No evidentiary hearing was held in this matter. All proposed findings of fact in the Report are based on review of the State Court Record. Thus there are no demeanor-dependent credibility findings in the Report which would be subject to clearly erroneous review. Compare United States v. Cofield, 272 F.3d 1303 (11th Cir. 2001).
Failure to make objections to a specific point waives appeal on that point. Alspaugh v. McConnell, 643 F.3d 162, 166 (6th Cir. 2011); Miller v. Currie, 50 F.3d 373, 380 (6th Cir. 1995); United States v. Walters, 638 F.2d 947 (6th Cir. 1981); Mattox v. City of Forest Park, 183 F.3d 515, 519 (6th Cir. 1999); Thomas v. Arn, 474 U.S. 140 (1985). A general objection has the same effect as a failure to file altogether. Howard v. Sec. of HHS, 932 F.2d 505 (6th Cir. 1991). The reason is that failure to focus the district court's attention on any specific issues makes the initial reference useless and undermines the purpose of the Magistrate's Act. Howard, 932 F.2d at 509.
Petitioner has filed seventeen separate objections, often with several subparts. The Objections will be dealt with seriatim. Because of the length of the Report and Objections, the state court statement of facts and the procedural history, already recited in the Report, are not repeated here.
Objection 1: The Report and Recommendations grossly mischaracterized Widmer's Ground 1 resulting in a flawed and off-point analysis of the state expert's body part impression testimony and its impact on Widmer's trial.
As pleaded, Widmer's First Ground for Relief reads:
The state courts unreasonably determined the facts and ruled contrary to or unreasonably applied clearly established Supreme Court precedent concerning Widmer's constitutional rights to due process, a fair trial, and confrontation by permitting the admission of impermissible expert opinion testimony that: (1) reached beyond the expert's purported expertise; (2) lacked scientific foundation; and (3) was based on a methodology that has been proven unreliable.

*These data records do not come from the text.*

PR #55, opened 2022-01-17
Allow to bring your own css and js

mk:
This lets consumers opt into providing their own js and js by setting values in `nextjournal.clerk.config/ !resource->url`. Also drop `live-js?` the config but introduce a `clerk.resource_manifest` JVM system property and use it to get live js in dev instead.

### DIFF
--- a/build.clj
+++ b/build.clj
@@ -41,14 +41,13 @@
 
 (defn asserting [val msg] (assert (seq val) msg) val)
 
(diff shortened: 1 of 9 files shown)


genmeblog:
This PR makes that CSS is replaced completely. On the other hand it would be great to just enhance Clerk's CSS. For example: I want to add two or three custom classes only.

(Petition, ECF No. 1-1, PageID 56.)
(Objections, ECF No. 37, PageID 10660.)
On direct appeal to the Ohio Twelfth District Court of Appeals, Widmer's Second Assignment of Error read:
WIDMER WAS DENIED A FUNDAMENTALLY FAIR TRIAL IN VIOLATION OF HIS DUE PROCESS RIGHTS THROUGH THE ADMISSION OF IMPERMISSIBLE EXPERT OPINION TESTIMONY THAT: (1) REACHED BEYOND THE EXPERT'S PURPORTED EXPERTISE; (2) LACKED SCIENTIFIC FOUNDATION; AND (3) WAS BASED ON A METHODOLOGY THAT HAS BEEN PROVEN UNRELIABLE. ACCORDINGLY, WIDMER WAS ALSO DENIED THE RIGHT TO ADEQUATELY CONFRONT THIS EVIDENCE IN VIOLATION OF THIS SIXTH AMENDMENT RIGHTS.